Dataset entries:
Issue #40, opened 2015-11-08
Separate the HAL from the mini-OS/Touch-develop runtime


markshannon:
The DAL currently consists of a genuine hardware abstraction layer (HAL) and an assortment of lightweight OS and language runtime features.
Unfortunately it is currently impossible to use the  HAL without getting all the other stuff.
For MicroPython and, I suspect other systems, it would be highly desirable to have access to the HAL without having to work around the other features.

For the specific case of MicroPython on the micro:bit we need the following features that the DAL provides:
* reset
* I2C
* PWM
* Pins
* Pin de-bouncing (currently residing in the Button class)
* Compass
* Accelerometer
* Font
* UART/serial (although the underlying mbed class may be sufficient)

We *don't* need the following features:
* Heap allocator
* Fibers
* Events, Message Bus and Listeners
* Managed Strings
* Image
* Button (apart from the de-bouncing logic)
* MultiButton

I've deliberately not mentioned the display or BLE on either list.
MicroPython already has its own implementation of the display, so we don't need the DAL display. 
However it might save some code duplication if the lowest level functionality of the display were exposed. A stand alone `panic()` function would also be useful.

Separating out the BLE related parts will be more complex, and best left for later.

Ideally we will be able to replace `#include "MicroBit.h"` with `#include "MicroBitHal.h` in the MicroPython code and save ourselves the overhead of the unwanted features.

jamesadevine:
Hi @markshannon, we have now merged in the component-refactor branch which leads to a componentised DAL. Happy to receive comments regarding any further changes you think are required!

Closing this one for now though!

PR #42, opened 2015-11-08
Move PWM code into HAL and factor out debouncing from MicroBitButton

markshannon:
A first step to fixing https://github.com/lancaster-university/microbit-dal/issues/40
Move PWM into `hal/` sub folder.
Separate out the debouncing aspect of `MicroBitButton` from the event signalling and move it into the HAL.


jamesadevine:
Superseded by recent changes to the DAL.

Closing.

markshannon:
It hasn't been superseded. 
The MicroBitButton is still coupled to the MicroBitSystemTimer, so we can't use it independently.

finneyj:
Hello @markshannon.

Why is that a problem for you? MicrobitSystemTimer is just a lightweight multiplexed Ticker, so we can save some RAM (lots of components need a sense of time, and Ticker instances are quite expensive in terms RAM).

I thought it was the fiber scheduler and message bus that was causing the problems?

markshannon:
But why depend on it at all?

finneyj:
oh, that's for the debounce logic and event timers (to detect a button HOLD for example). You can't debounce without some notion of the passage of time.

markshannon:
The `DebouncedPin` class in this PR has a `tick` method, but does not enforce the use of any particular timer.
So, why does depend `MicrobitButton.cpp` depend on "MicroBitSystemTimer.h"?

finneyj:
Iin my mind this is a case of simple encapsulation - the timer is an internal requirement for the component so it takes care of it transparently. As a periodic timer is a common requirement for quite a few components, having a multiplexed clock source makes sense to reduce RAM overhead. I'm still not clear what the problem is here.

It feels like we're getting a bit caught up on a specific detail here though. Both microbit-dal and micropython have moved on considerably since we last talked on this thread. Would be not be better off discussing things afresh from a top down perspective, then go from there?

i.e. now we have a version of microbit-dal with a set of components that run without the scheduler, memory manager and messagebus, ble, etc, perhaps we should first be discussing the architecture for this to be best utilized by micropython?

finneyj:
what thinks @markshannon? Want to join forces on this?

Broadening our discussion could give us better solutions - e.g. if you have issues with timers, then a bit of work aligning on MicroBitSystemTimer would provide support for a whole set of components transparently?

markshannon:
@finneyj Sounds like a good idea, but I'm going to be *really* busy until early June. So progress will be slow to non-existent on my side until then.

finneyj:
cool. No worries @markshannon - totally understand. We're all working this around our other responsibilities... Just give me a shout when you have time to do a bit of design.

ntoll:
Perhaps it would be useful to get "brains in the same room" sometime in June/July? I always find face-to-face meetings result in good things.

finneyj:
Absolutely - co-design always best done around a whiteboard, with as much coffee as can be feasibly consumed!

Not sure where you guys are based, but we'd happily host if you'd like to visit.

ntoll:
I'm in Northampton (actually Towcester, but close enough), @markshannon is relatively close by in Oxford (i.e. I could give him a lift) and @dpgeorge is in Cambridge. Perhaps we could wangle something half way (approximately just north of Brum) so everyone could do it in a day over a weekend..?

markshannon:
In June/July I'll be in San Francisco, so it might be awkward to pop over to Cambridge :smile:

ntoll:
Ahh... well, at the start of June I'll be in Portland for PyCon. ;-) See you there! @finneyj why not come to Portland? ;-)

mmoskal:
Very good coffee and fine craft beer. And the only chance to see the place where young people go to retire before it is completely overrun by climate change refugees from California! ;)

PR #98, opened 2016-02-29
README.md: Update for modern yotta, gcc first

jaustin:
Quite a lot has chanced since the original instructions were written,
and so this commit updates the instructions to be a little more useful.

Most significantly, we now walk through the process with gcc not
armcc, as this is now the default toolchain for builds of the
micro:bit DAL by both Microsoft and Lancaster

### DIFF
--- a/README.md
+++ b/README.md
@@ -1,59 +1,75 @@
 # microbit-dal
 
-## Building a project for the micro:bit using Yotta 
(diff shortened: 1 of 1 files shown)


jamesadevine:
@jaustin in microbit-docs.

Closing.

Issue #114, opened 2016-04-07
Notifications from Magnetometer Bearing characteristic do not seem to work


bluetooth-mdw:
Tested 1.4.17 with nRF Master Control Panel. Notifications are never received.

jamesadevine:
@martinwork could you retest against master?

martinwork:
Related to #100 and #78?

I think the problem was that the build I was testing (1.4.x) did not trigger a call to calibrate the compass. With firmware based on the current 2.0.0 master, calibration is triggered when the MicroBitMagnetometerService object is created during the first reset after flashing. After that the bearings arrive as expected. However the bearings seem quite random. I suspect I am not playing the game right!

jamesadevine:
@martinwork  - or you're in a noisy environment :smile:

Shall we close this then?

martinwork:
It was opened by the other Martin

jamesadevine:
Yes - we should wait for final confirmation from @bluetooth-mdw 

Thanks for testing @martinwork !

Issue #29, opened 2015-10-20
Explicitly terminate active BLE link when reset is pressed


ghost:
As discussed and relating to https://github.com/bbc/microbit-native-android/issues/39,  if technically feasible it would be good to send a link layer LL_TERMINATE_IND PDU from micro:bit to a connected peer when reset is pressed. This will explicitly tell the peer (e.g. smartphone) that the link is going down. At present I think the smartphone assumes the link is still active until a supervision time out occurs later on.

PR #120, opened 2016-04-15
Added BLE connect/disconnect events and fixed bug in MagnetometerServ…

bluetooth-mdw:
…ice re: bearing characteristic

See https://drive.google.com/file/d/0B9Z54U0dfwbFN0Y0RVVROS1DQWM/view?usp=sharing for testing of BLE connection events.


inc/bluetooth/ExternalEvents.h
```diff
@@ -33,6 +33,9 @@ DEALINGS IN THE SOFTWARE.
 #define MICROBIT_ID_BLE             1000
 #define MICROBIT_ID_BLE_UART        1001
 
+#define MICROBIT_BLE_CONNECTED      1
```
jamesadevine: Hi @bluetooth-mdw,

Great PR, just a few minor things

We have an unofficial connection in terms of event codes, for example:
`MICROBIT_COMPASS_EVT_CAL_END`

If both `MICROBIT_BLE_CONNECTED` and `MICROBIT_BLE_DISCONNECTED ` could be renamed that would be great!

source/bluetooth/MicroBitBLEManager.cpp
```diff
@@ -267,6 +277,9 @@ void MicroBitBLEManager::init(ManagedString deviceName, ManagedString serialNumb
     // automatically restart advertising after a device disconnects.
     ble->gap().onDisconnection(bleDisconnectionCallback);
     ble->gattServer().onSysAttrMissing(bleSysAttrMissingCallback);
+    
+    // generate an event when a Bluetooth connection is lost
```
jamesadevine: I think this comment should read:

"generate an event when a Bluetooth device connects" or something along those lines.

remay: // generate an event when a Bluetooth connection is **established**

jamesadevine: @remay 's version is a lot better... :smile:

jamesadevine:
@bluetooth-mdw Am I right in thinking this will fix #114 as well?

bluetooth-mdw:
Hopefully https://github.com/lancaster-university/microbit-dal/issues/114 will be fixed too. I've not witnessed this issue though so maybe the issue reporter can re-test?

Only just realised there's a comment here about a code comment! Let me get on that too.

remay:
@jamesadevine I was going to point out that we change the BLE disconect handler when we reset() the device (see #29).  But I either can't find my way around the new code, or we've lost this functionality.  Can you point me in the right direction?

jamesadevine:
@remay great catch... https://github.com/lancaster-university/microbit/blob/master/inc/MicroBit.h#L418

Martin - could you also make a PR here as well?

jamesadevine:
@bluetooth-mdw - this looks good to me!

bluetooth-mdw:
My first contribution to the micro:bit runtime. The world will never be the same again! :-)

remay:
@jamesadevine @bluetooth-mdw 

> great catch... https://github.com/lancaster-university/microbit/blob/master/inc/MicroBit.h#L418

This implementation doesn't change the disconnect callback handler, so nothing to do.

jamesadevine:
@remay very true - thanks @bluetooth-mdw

**Work task**. A verbatim transcription is needed of the lines above, starting at the line with "armcc, as this" and ending at the line with "Added BLE connect/disconnect", both included, and of nothing else.

**Final answer**.
armcc, as this is now the default toolchain for builds of the
micro:bit DAL by both Microsoft and Lancaster

### DIFF
--- a/README.md
+++ b/README.md
@@ -1,59 +1,75 @@
 # microbit-dal
 
-## Building a project for the micro:bit using Yotta 
(diff shortened: 1 of 1 files shown)


jamesadevine:
@jaustin in microbit-docs.

Closing.

Issue #114, opened 2016-04-07
Notifications from Magnetometer Bearing characteristic do not seem to work


bluetooth-mdw:
Tested 1.4.17 with nRF Master Control Panel. Notifications are never received.

jamesadevine:
@martinwork could you retest against master?

martinwork:
Related to #100 and #78?

I think the problem was that the build I was testing (1.4.x) did not trigger a call to calibrate the compass. With firmware based on the current 2.0.0 master, calibration is triggered when the MicroBitMagnetometerService object is created during the first reset after flashing. After that the bearings arrive as expected. However the bearings seem quite random. I suspect I am not playing the game right!

jamesadevine:
@martinwork  - or you're in a noisy environment :smile:

Shall we close this then?

martinwork:
It was opened by the other Martin

jamesadevine:
Yes - we should wait for final confirmation from @bluetooth-mdw 

Thanks for testing @martinwork !

Issue #29, opened 2015-10-20
Explicitly terminate active BLE link when reset is pressed


ghost:
As discussed and relating to https://github.com/bbc/microbit-native-android/issues/39,  if technically feasible it would be good to send a link layer LL_TERMINATE_IND PDU from micro:bit to a connected peer when reset is pressed. This will explicitly tell the peer (e.g. smartphone) that the link is going down. At present I think the smartphone assumes the link is still active until a supervision time out occurs later on.

PR #120, opened 2016-04-15
Added BLE connect/disconnect events and fixed bug in MagnetometerServ…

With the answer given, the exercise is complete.